It’s A Wrap

by Malaika Allen

I’m back home now, but this study abroad was my first real experience outside of the country. I’ve been to Canada a couple times, but that’s so much like the United States I don’t even have to switch my currency over.

Over the past five weeks, I’ve had the opportunity to experience multiple cultures, cuisines, and learned a lot of history. Each of the cities we visited had a rich history that spanned over thousands of years. There were government buildings, castles, natural wonders, and so many more wonderful adventures.

I never knew exactly what to expect when traveling to the United Kingdom and Ireland. I expected there to be a bit of a language barrier, which there was. A lot of the accents I ran into, especially in Ireland were very thick and they pronounced some words differently. I also learned that in Ireland, instead of using jail they use the word gaol, which means the same thing.

Overall the United Kingdom was not much different from the United States. You could tell that they have been around a lot longer and actually care about their citizens and the overall well being of their country. They have had a lot longer to make their mistakes and learn from them than the United States has though. I don’t think anyone would have imagined how many executions would become apart of tours later in history. Notoriously those who spoke for the people and stood up for what was right, were killed in public spectacles. The United States has a someone similar history with slavery and the blatant disrespect of minorities over the last few hundred years. The biggest difference is that it is not acknowledge here as a piece of history and how this country was built. So, I guess they have had a lot longer to see their mistakes and eventually learned to build from them.

The public transportation here in the United States needs to take a lot of notes from United Kingdom’s. There are a ton of trains and busses going throughout the city at all times. You would have never thought their system would be so helpful when they have such a large number of public transportation. It truly is the best way to get around town without breaking the bank with cars or having to walk everywhere. One thing I greatly appreciated was that they would notify customers in all stations of any issues, delays, and alternative routes if they were necessary. Here the train or bus just might not come and it makes people less able to rely on public transportation. It makes it a lot harder for the people here to do the things they want to do when they can’t get anywhere reliably. Another big difference is that the trains go outside of the city where things are a bit more spaced out. Once you get out of Detroit there is barely any buses that people can get around on, so people have a higher need for cars. You can see how this large use of trains and buses could help with the pollution in the area, since most people  have no need for cars, which is a lot of ecofriendly than the model we have here.

The food also had some differences that were fairly noticeable. For one, the food was much fresher than what I typically have in the United States. I went to McDonald’s a couple times and the burgers tasted much better than what I am used to. The portions were also larger than what I can get back home, which in most places meant your money went a lot further. When you went to expensive restaurants it was just like going to one here like, the food tasted okay but was hardly seasoned, smaller portion sizes, and the dishes were unreasonably priced (I made visiting those kinds of restaurants a rarity). Also, in London especially, the bread was sweet. I cannot quite put my finger on it, but I loved it!

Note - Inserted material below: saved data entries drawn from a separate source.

PR #405, opened 2025-09-03
New [[mirroring]] config and related code changes

jaggederest:


pgdog/src/backend/databases.rs
```diff
@@ -472,18 +454,59 @@ pub fn from_config(config: &ConfigAndUsers) -> Databases {
...
+    };
+
+    // Validate mirroring configurations and collect valid ones
+    let mut valid_mirrors = std::collections::HashSet::new();
+
+    for mirror_config in &config.config.mirroring {
+        let source_users = get_database_users(&mirror_config.source_db);
+        let dest_users = get_database_users(&mirror_config.destination_db);
+
+        if !source_users.is_empty() && !dest_users.is_empty() && source_users == dest_users {
```
levkk, line 485: We shouldn't insert mirrors with no users: their pools wont be activated.

pgdog/src/backend/databases.rs
```diff
@@ -472,18 +454,59 @@ pub fn from_config(config: &ConfigAndUsers) -> Databases {
...
+            valid_mirrors.insert((
+                mirror_config.source_db.clone(),
+                mirror_config.destination_db.clone(),
+            ));
+        } else {
+            error!(
+                "Mirroring disabled for {} -> {}: invalid configuration (source exists: {}, destination exists: {}, users match: {})",
```
levkk:
```suggestion
                "mirroring disabled from \"{}\" into \"{}\": users don't match",
```

levkk:
Couple of small suggestions, good to go otherwise.

pgdog/src/config/mod.rs
```diff
@@ -346,6 +350,40 @@ impl Config {
     pub fn multi_tenant(&self) -> &Option<MultiTenant> {
         &self.multi_tenant
     }
+
+    /// Get mirroring configuration for a specific source/destination pair.
+    pub fn get_mirroring_config(
```
levkk, line 355: This does the search on every client connection. You would be better off storing this directly on the cluster, like we did with mirrors before and retrieving a pre-built list. You can think of `Cluster`, `Pool`, `Databases`, etc. as immutable configuration objects: generated from config on load time and store various settings, incl. mirroring. When we reload the config, old versions of them are destroyed and replaced with new ones with new config values.

This contrasts with `Client` which is long-lived and survives config reloads, that's why we fetch its config from the global config structure on each new query request.

pgdog/src/backend/databases.rs
jaggederest: I believe this checks that both source_users and dest_users are not empty, unless I'm misunderstanding what you're saying?

levkk: You're right, I think it was late when I read this :)

PR #412, opened 2025-09-04
Add queue_length as a metric, including prom/admin

jaggederest:


pgdog/src/backend/pool/connection/mirror/handler.rs
```diff
@@ -151,6 +152,18 @@ impl MirrorHandler {
...
+    pub fn increment_queue_length(&self) {
+        let mut stats = self.stats.lock();
+        stats.counts.queue_length += 1;
+    }
+
+    /// Decrement the queue length.
+    pub fn decrement_queue_length(&self) {
+        let mut stats = self.stats.lock();
+        stats.counts.queue_length = stats.counts.queue_length.saturating_sub(1);
+    }
```
levkk, line 166: Smart! No overflows!

pgdog/src/backend/pool/connection/mirror/mod.rs
```diff
@@ -113,6 +113,11 @@ impl Mirror {
                 select! {
                     req = rx.recv() => {
                         if let Some(mut req) = req {
+                            // Decrement queue_length when we receive a message from the channel
+                            {
```
levkk, line 117: Don't you have a method for this?

jaggederest: Yes, but it's not available on that handler, only the main struct that we don't pass in. Handler has to use the long version, rip.

Issue #206, opened 2025-06-05
Support 2-phase commit


levkk:
### Description

Add support for 2-phase commit in Postgres to have consistent distributed transactions across shards.

Docs: https://www.postgresql.org/docs/current/two-phase.html

levkk:
This is done.

PR #419, opened 2025-09-08
Implement two-phase commit (2pc)

levkk:
### Changelog

- Implement two-phase commit. #206 

### Two-phase commit

Also known as **2pc** or **2-phase commit**. Postgres supports it out of the box by enabling `max_prepared_transactions`:

```sql
ALTER SYSTEM SET max_prepared_transactions TO 1000;
```

Once enabled in Postgres, enable 2pc in PgDog as well:

```toml
[general]
two_phase_commit = true
```

#### How it works

2pc splits the `COMMIT` command into 2 statements:

1. `PREPARE TRANSACTION '<unique name>'`
2. `COMMIT PREPARED '<unique name>'`

When the client sends `COMMIT` to us, we intercept it and run statement 1 on all shards. If that succeeds, we run statement 2 on all shards. If that succeeds as well, the transaction is finished and we send `CommandComplete` and `ReadyForQuery` to the client.

**Why is this necessary?**

Separating the `COMMIT` statement into two protects against single-shard failures. If statement 1 fails on any of the shards, PgDog automatically rolls back the transaction on _all_ shards by running `ROLLBACK PREPARED '<unique name>'`.

If statement 2 fails for any of the shards, PgDog will automatically retry it asynchronously until it succeeds. This ensures that the transaction is _eventually_ committed in full. This ensures that the database is _eventually consistent_, even if errors during this process occur.

During normal ops, the delay between statement 1 and statement 2 is very short. Other clients may see a partially updated database during that stage.

#### Automatic 2pc for cross-shard writes

2pc is automatically executed for single-statement write transactions. For example, if your client sends a cross-shard update, like:

```sql
UPDATE users SET admin = true WHERE created_at < NOW()
```

PgDog will transform this, under the hood, into 4 statements:

1. `BEGIN`
2. `UPDATE users SET admin = true WHERE created_at < NOW()`
3. `PREPARE TRANSACTION`
4. `COMMIT TRANSACTION`

This ensures that all writes use 2pc even if a transaction hasn't been explicitly started.

**Disable automatic 2pc**

If you don't need 2pc for single-statement transactions, either because you don't care about consistency or because you can safely retry writes in case of failure (idempotent statements), you can disable automatic 2pc in the config:

```toml
[general]
two_phase_commit_auto = false
```

### DIFF
--- a/pgdog/src/admin/parser.rs
+++ b/pgdog/src/admin/parser.rs
@@ -7,7 +7,8 @@ use super::{
     show_instance_id::ShowInstanceId, show_lists::ShowLists, show_mirrors::ShowMirrors,
     show_peers::ShowPeers, show_pools::ShowPools, show_prepared_statements::ShowPreparedStatements,
     show_query_cache::ShowQueryCache, show_servers::ShowServers, show_stats::ShowStats,
-    show_transactions::ShowTransactions, show_version::ShowVersion, shutdown::Shutdown, Command, Error,
+    show_transactions::ShowTransactions, show_version::ShowVersion, shutdown::Shutdown, Command,
+    Error,
 };
 
 use tracing::debug;


pgdog/src/backend/pool/connection/mod.rs
```diff
@@ -31,6 +31,8 @@ use std::{
 
 pub mod aggregate;
 pub mod binding;
+#[cfg(test)]
```
jaggederest, line 34: slick, do we want these to be at the end or is there a `cargo fmt` rule about it?

levkk: No rule for that one! Could be anywhere.

PR #433, opened 2025-09-10
Refactor Backend::Server into submodules

jaggederest:


jaggederest:
Hmm. I don't think the refactor should have fewer lines than the original... But let's see what integration has to say.

levkk:
Quick win here would be to move tests into their own file. Most other things in that module are tighly coupled. For those, you could do what we did for query engine and parser: move closely related functions into their own files and expose them with `pub(super)`.

PR #462, opened 2025-09-14
fix: correct aggregate function matching in parser

Prabhat1308:
found this bug while working to implement `avg()`


levkk (approved):
Good catch, thanks!

Issue #468, opened 2025-09-15
[Auth] GSSAPI


levkk:
### Description

Implement Kerberos/GSSAPI however Postgres does it.

levkk:
Probably won't add this anytime soon unless someone _really_ needs it.

PR #479, opened 2025-09-18
GSSAPI

jaggederest:
#468

Completely raw, but testing Works On My Machine(tm)

I suspect this will need a bunch of cleanup and rework but it's worth looking at to see the scale of the project.

### DIFF
--- a/pgdog/src/auth/gssapi/context.rs
+++ b/pgdog/src/auth/gssapi/context.rs
@@ -55,22 +55,32 @@ impl GssapiContext {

The schooling and opportunities there in the past have been beneficial to those seeking higher educations, because the costs are either free or less than half of the cost attending a single year at Michigan State. With Brexit there is no telling how the education system is going to change, since the United Kingdom will be leaving the European Union. There are a lot of things that still have to be figured out. For one, it will probably much harder to travel into and out of the rest of Europe for the UK. I did notice that many businesses had help wanted signs in windows and I learned that its because the workers have gone back home. With the United Kingdom no longer in the European Union they no longer have the same resources and have no idea what is going to happen in the coming months and years. There are a lot of decisions to be made, but it is clear that the people want out of the Union. Outside of large businesses and travelers, there is little advantage that the people gain from staying apart of the EU, so they are trying something different. They are in a somewhat similar spot America was in when Trump was elected as president (not saying he was at all qualified or has done a good job at all), but they want a change. Since the old way has not worked they are going to go the drastic route and do something out of the ordinary to see if that can change things for the better.

This trip has been eye opening in a lot of ways. Our visit to the BBC in Glasglow has me thinking about different apprenticeships and internship opportunities I could look for here in the states. I got the chance to travel, get my passport stamped twice in the course of five weeks, and learn along the way. I made fourteen new friends and even learned some things about myself along the way. I can also say that I walked an average of about five and a half miles a day for five weeks. This was a great experience and I think everyone should take the time to study abroad.


I can’t wait to see where I’ll head to next!